Like that one....far gone but still fascinating...


----------



## Dirus_Strictus (Feb 17, 2016)

Vertigo Rod said:


> Thank you for the comment Tazong, and yes - I really hope you are right! It always confuses & annoys me when I see Listed buildings going to ruin.... surely by Listing / Grading them in the first place it says the building has a historical significance and needs preserving?! Just doesn't make sense to me



Listing this place was probably the cause of its present state. It would have added £1000's onto an already horrendously expensive repair bill back in 1963, thus it was left to the elements. Listed mainly for the nice interior of a 16th C original building, that was ruined by the bloody awful 18th C frontage and rendering. The beauty of the original interior is gone and no reproduction will give that back.

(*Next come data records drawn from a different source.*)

PR #9705, opened 2026-02-03
devex: stream stdout in typescript scripts

jimlerza:
This PR enhances the `runCommand` helper utility to support streaming `stdout` directly to the parent process. This improvement provides real-time feedback for long-running or verbose commands executed by our scripts. Additionally, it introduces an option to skip capturing `stdout` in the return value when it is not required, reducing memory overhead for large outputs.

- Changes to support streaming output in the `runCommand` utility:
    - Added an optional configuration object as the fourth parameter with `captureStdout` (defaults to `true`) and `streamStdout` (defaults to `false`).
    - Implemented streaming logic using `process.stdout.write` when `streamStdout` is enabled.
- Test Coverage:
    - Created `scripts/helpers/runCommand.test.ts` with comprehensive tests for capturing, streaming, and disabling capture.
    - Updated `scripts/jest-scripts.config.ts` to include `runCommand.ts` in the coverage reports.
- Existing Usage:
    - Updated several scripts to use `streamStdout: true` and `captureStdout: false` for commands where real-time output is more valuable than capturing the result string.


TomElliottFlexion (approved):
:fire:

What most people forget is that buildings are 'living' objects, and our stock of old structures has survived because that have been adapted through the ages to meet the new demands of that particular era. Obviously one needs certain 'rules' in place to stop ever increasing demolition, but in some instances Georgian builders were some of the worst Jerry Builders around - built for show and not substance! Some, surely in cases like this, modern materials/ techniques etc should be allowed in the rebuilding/renovations? That it seems, all depends on the whim of your local Council 'Listed Buildings Engineer/Supervisor. A friend is restoring an old property at the moment and the sticking point is a fire destroyed English Oak floor, originally laid with very wide boards. Board width and availability makes the use of new native Oak a nonsense, and as the eventual re-boarded floor will be fully carpeted (to fit in with the rooms new use), who cares what is under the carpet? 

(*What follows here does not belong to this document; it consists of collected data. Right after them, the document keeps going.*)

PR #9713, opened 2026-02-04
9710 - reduce the batch size

codyseibert:


TomElliottFlexion (approved):

zacharybrown204 (approved):

codyseibert:
I'm looking into if this will actually fix it... I'm thinking we might be returning too much data now.

PR #219, opened 2020-11-23
feat: delete columnmapping

vhf:


apis/core/lib/domain/column-mapping/delete.ts
```diff
@@ -0,0 +1,57 @@
...
+import { ResourceStore } from '../../ResourceStore'
+import { resourceStore } from '../resources'
+import { NamedNode } from 'rdf-js'
+import { ColumnMapping, CsvMapping, DimensionMetadataCollection, Table } from '@cube-creator/model'
+import * as DimensionMetadataQueries from '../queries/dimension-metadata'
+import * as TableQueries from '../queries/table'
+import { NotFoundError } from '../../errors'
+
+interface DeleteColumnMappingCommand {
+  resource: GraphPointer
```
martinmaillard, line 12: I'm not sure you need a `GraphPointer` since you're only using `.term`.

apis/core/lib/domain/column-mapping/delete.ts
```diff
@@ -0,0 +1,57 @@
...
+    }
+    const dimensionMetaDataCollectionPointer = await getDimensionMetaDataCollection(table.csvMapping.id)
+    const dimensionMetaDataCollection = await store.getResource<DimensionMetadataCollection>(dimensionMetaDataCollectionPointer)
+    if (!dimensionMetaDataCollection) {
+      throw new NotFoundError(dimensionMetaDataCollectionPointer)
+    }
+
+    const dimension = dimensionMetaDataCollection.findDimension({ csvMapping, targetProperty: columnMapping.targetProperty })
+    if (dimension) {
+      store.delete(dimension.about)
```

A number of buildings have been listed (it seems reading between the lines) because of the way they sit in the landscape and harmonise the view. Fine by me, nothing can look greater than a landscape with a nice structure in view, but don't start telling the owner that he cannot knock a couple of internal walls down and put in an indoor pool, if that is the real reason for the listing.


----------



## Sam Haltin (Feb 17, 2016)

A shame about this house, must have been grans at one time. Just checked on the Rightmove website that this house was sold in January 2014 for £650.000. Mind you, the buyers will need a lot more to rebuild the house.


----------



## Vertigo Rod (Feb 17, 2016)

Hugh Jorgan said:


> A shame about this house, must have been grans at one time. Just checked on the Rightmove website that this house was sold in January 2014 for £650.000. Mind you, the buyers will need a lot more to rebuild the house.



Thanks for the comment buddy. I read that too - but didn't put that in the write up as I couldn't find out if that sale actually went through? January 2014 was also the first time I visited (the 2nd being a few weeks ago) so if is was sold 2 years ago, they buyers haven't done a thing yet?!


----------



## Vertigo Rod (Feb 17, 2016)

Dirus_Strictus said:


> Listing this place was probably the cause of its present state.

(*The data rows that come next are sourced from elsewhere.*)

PR #214, opened 2020-11-20
fix: only add selected columns to id-template

lucafurrer:
Create identifier template only from selected columns

PR #232, opened 2020-11-25
Fix/default id template 2

lucafurrer:
I screw up the rebase on #214 

Here is a clean version

### DIFF
--- a/apis/core/lib/domain/table/create.ts
+++ b/apis/core/lib/domain/table/create.ts
@@ -46,16 +46,14 @@ export async function createTable({
 
   const columns = [...csvSource.columns]
 
-  const columnsToAdd : CsvColumn[] = []
-
-  resource.out(csvw.column)
-    .forEach(({ term: columnId }) => {
+  const columnsToAdd = resource.out(csvw.column)
+    .map(({ term: columnId }) => {
       const column = columns
         .find(({ id }) => id.equals(columnId))
       if (!column) {
         throw new Error(`Column ${columnId} not found`)
       }
-      columnsToAdd.push(column)
+      return column
     })
 
   const table = await csvMapping.addTable(store, {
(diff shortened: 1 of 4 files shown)


apis/core/lib/domain/table/create.ts
```diff
@@ -46,10 +46,22 @@ export async function createTable({
...
+  resource.out(csvw.column)
+    .forEach(({ term: columnId }) => {
+      const column = columns
+        .find(({ id }) => id.equals(columnId))
+      if (!column) {
+        throw new Error(`Column ${columnId} not found`)
+      }
+      columnsToAdd.push(column)
+    })
+
```
martinmaillard, line 60: If you use `.map` instead of `.forEach`, you can avoid this weird "build an empty list and then populate it" dance.

Something like:
```typescript
  const columnsToAdd: CsvColumn[] = resource
    .out(csvw.column)
    .map(({ term: columnId }) => {
      const column = columns
        .find(({ id }) => id.equals(columnId))
      if (!column) {
        throw new Error(`Column ${columnId} not found`)
      }
      return column
    })
```

lucafurrer: Nice, why have I not thought of this

martinmaillard (approved):
This looks good to me as a first step.

Ultimately, I think it would be better to generate the auto-identifier template on the fly because with this implementation, adding a column mapping doesn't update the identifier template. And we would only want to update it if it was not provided manually.

lucafurrer:
> This looks good to me as a first step.
> 
> Ultimately, I think it would be better to generate the auto-identifier template on the fly because with this implementation, adding a column mapping doesn't update the identifier template. And we would only want to update it if it was not provided manually.

I agree, that this should be the end goal, but this will require quite some business logic and until then, we have at least something that works as intended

Thank you for your great comment - really enjoyed reading that. I also have a friend who has a 15th century house and faces the same restricting issues. On one hand we all want every remaining building (or features within that building) we have left with a historical significance to be preserved - but at what cost to the owners? What is 'significant' should be listed - i.e., don't alter a certain staircase, fireplace, a particular wall, a particular feature, etc - but the rest of the house (within reason) should be up for negotiation for alteration? As the owners of Graded properties are left frustratingly restricted...... we then have the other type of Graded properties which appear to be left to rot? It really doesn't make sense.

I really don't have the knowledge of Graded / Listed buildings that I would like - and keep meaning to research for a better understanding. Maybe one day I'll get the time?! But it is a subject that I would like to know more about, as a lot of aspects does not make sense to me.


----------